New Tristram, along with other camp locations, act as a safe haven for the weary heroes. Here they will come across various vendors who try to sell their wares, are able to stash items in chests that are accessible to other heroes, and upgrade both the Armoury and the Jewelers to create better equipment for themselves. Each person they encounter has multiple dialogues, including the allies they pick up along the way. One nice thing is that Deckard Cain hasn’t changed all these years, still sounding the same as he did way back when. Mind you, whether they are human or demon, the adventure was impressively immersive due to the quality of the voice work.

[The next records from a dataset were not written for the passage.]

PR #2533, opened 2026-05-19
fix invalid escape sequence (BugFix)

### LINKED ISSUE #2532: Syntax Warning for invalid escape sequences
### Bug Description

`benchmarks/system/cpu_on_idle` and `benchmarks/system/disk_on_idle` are reporting a syntax error in modern Python version. 
To prevent future issues, we should consider using raw strings or double escaping the sequence.  

### Cert-blocker Test Case

- [ ] cert-blocker

### To Reproduce

1. Run any test plan that contains `benchmarks/system/cpu_on_idle` or `benchmarks/system/disk_on_idle`
2. Another option is to run directly the command for those tests. 
3. Syntax error will show

### Expected Result

No warnings on SyntaxErrors

### Actual Result

Syntax Error received on both test cases

### Environment

- OS: Resolute Racoon
- Kernel: 7.0.0-15-generic

### Relevant log output

```shell
<string>:1: SyntaxWarning: "\S" is an invalid escape sequence. Such sequences will not work in the future. Did you mean "\\S"? A raw string is also an option.
99.959 %`


<string>:1: SyntaxWarning: "\S" is an invalid escape sequence. Such sequences will not work in the future. Did you mean "\\S"? A raw string is also an option.
0.0 %
```

### Additional context

_No response_

rene-oromtz:
## Description
This is a minor PR to solve an invalid escape sequence on `benchmarks/system/cpu_on_idle` and `benchmarks/system/disk_on_idle` by using raw strings as suggested in https://docs.python.org/3/library/re.html#module-re

## Resolved issues
Resolves #2532 

## Tests
Tested locally on Noble

Before:
```
iostat -x -m 1 10 | python3 -c 'import sys, re; lines="".join(sys.stdin.readlines()); l=[float(n) for n in (re.findall("idle\n.*?(\S+)\n", lines))]; print(sum(l)/len(l),"%")'
<string>:1: SyntaxWarning: invalid escape sequence '\S'
89.652 %
```

After:
```
iostat -x -m 1 10 | python3 -c 'import sys, re; lines="".join(sys.stdin.readlines()); l=[float(n) for n in re.findall(r"idle\n.*?(\S+)\n", lines)]; print(sum(l)/len(l),"%")'
85.881 %
```

### DIFF
--- a/providers/base/units/benchmarks/jobs.pxu
+++ b/providers/base/units/benchmarks/jobs.pxu
@@ -88,7 +88,7 @@ category_id: com.canonical.plainbox::benchmarks
 id: benchmarks/system/cpu_on_idle
 estimated_duration: 10.0
 requires: package.name == 'sysstat'
-command: iostat -x -m 1 10 | python3 -c 'import sys, re; lines="".join(sys.stdin.readlines()); l=[float(n) for n in (re.findall("idle\n.*?(\S+)\n", lines))]; print(sum(l)/len(l),"%")'
+command: iostat -x -m 1 10 | python3 -c 'import sys, re; lines="".join(sys.stdin.readlines()); l=[float(n) for n in re.findall(r"idle\n.*?(\S+)\n", lines)]; print(sum(l)/len(l),"%")'
 _purpose: CPU utilization on an idle system.
 _summary: Measure CPU utilization on an idle system.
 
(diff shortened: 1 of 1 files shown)


fernando79513:
I think this is addressed in this PR:
https://github.com/canonical/checkbox/pull/2487/changes/c28b30cfa9c936b65c8d21f774bdc348f4d2115a

I will review it today.
Let me know if this fixes your issue.

rene-oromtz:
@fernando79513 Yes, that will do it! I swear I searched for a related bug but couldn't find any, maybe I was using a wrong keyword... Anyway, thanks for the heads up, I will close this PR as duplicate

PR #2534, opened 2026-05-20
fix: Update ethernet/multi_iperf3_nic_device job to avoid virtual devices (BugFix)

ajzobro:
## Description

Updated the filter used by the `ethernet/multi_iperf3_nic_device...` job to avoid attempting to do iperf3 testing of virtual ethernet devices, which are typically used for administration of servers.

As seen in https://certification.canonical.com/certificates/request/2605-17514/

## Resolved issues

See above.

## Documentation

N/A

## Tests

Not tested

### DIFF
--- a/providers/base/units/ethernet/jobs.pxu
+++ b/providers/base/units/ethernet/jobs.pxu
@@ -76,7 +76,7 @@ _purpose:
 
 unit: template
 template-resource: device
-template-filter: device.category == 'NETWORK' and device.interface != 'UNKNOWN'
+template-filter: device.category == 'NETWORK' and device.interface != 'UNKNOWN' and device.product_slug != 'Virtual_Ethernet_'
 plugin: shell
 category_id: com.canonical.plainbox::ethernet
 id: ethernet/multi_iperf3_nic_device{__index__}_{interface}


rodwsmith (commented):
This looks reasonable on its face, but I would like some checks that this change won't introduce any false positives on the `device.product_slug != 'Virtual_Ethernet_'` test -- that is, that it won't accidentally exclude something it shouldn't. Maybe write a script to pull down a bunch of submissions (both server and device; say, 100+ submissions of each), check to see if this condition would be met, and then hand-verify that it's all OK?

ajzobro:
Perhaps someone can enlighten me to a case where we do intentionally wish to certify against iperf3 with a virtual ethernet adapter?

rodwsmith:
> Perhaps someone can enlighten me to a case where we do intentionally wish to certify against iperf3 with a virtual ethernet adapter?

From afar, I also sensed that the heroes were governed by the outer god – “Battle.Net”. Because this has famously been temperamental of late, it is worth noting that the mandatory online access has caused issues, even for solitary campaigns. Once the outer god has been appeased however, I could see clearly. While at times I mostly saw the fate of one hero, I also saw what happened when one hero teamed with up to three others. Each of them teaming up with others to a merry adventure where co-operation was the key to success as the forces of Hell were far stronger.

Heroes were also able to access the Auction House to sell off wares that were deemed too inferior for their own personal use. At the time of observation, no currency other than Gold collected on the journey was available to trade, and heroes could not turn on each other in “PvP” matches. If I can be honest here though; PvP seems a little pointless, as the goal is to slay Diablo himself, rather than each other.

Diablo’s return himself is a terrible thing for mankind, but the adventure is far from it. The new generation of heroes are diverse and well equipped to take on the Lord of Perdition with some fascinating abilities along the way. I do feel that they had a far simpler time compared to myself back in the days when I was alive. Some of the reasons are merely convenience, which is fair enough and I have no objection to it; but others are just because the demons have had too much time to rest. My visions weren’t without elements of style and finesse, and the third encounter with Diablo is perhaps the finest of its kind. Despite being a streamlined affair, there is plenty on offer to keep the spirits of the old heroes observing – for as long as the outer god is appeased that is.